Cell‐specific ATP7A transport sustains copper‐dependent tyrosinase activity in melanosomes

Copper is a cofactor for many cellular enzymes and transporters. To be loaded onto secreted and endomembrane cuproproteins, copper is translocated from the cytosol into membrane‐bound organelles by one of two transporters, ATP7A or ATP7B, the genes for which are mutated in the copper imbalance syndromes, Menkes and Wilson disease, respectively. Endomembrane cuproproteins are thought to stably incorporate copper upon transit through the trans Golgi network (TGN), within which ATP7A and ATP7B accumulate in most cells by dynamic cycling through early endocytic compartments. Here we show that the pigment cell‐specific cuproenzyme tyrosinase acquires copper only transiently within the TGN of melanocytes. To catalyze melanin synthesis, tyrosinase must be subsequently reloaded with copper within specialized pigment organelles called melanosomes.

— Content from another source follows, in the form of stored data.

PR #1376, opened 2019-04-29
Update cache files during load and unload SFS modules

rizalmart:
Need cache file to be updated for more flawless integrations


woof-code/rootfs-skeleton/usr/sbin/sfs_load
```diff
@@ -424,8 +451,35 @@ afterwork() {
 		fi
 		fc-cache -f
 	fi
+	
+	if [ "$HAS_DESKTOPS" ]; then
+	 update-desktop-database /usr/share/applications
+	 update-desktop-database /usr/local/share/applications
```
wdlkmpx: should be [ -x /usr/bin/update-desktop-database ] && update..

Copper is supplied to melanosomes by ATP7A, a cohort of which localizes to melanosomes in a Biogenesis of Lysosome‐related Organelles Complex‐1 (BLOC‐1)‐dependent manner. These results indicate that cell type‐specific localization of a metal transporter is required to sustain metallation of an endomembrane cuproenzyme, providing a mechanism for exquisite cell type‐specific spatial control of metalloenzyme activity. Moreover, as BLOC‐1 subunits are mutated in subtypes of the genetic disease, Hermansky‐Pudlak syndrome (HPS), these results also show that defects in copper transporter localization contribute to hypopigmentation, and hence perhaps other systemic defects, in HPS.